(Saved data entries)
PR #13279, opened 2025-03-06
Add support for continuous query to google_bigquery_job in beta

wj-chen:
Add support for continuous query to `google_bigquery_job` in beta

```release-note:enhancement
bigquery: added support for continuous query to `google_bigquery_job` (beta)
```

### DIFF
--- a/mmv1/products/bigquery/Job.yaml
+++ b/mmv1/products/bigquery/Job.yaml
@@ -57,6 +57,15 @@ examples:
     ignore_read_extra:
       - 'etag'
       - 'status.0.state'
+  - name: 'bigquery_job_query_continuous'
+    exclude_docs: true
+    primary_resource_id: 'job'
+    vars:
+      job_id: 'job_query_continuous'
+    ignore_read_extra:
+      - 'etag'
+      - 'status.0.state'
+    min_version: beta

Action item: Which lines in the records above contain the word "yaml"? Copy each one.

Solution:
--- a/mmv1/products/bigquery/Job.yaml
+++ b/mmv1/products/bigquery/Job.yaml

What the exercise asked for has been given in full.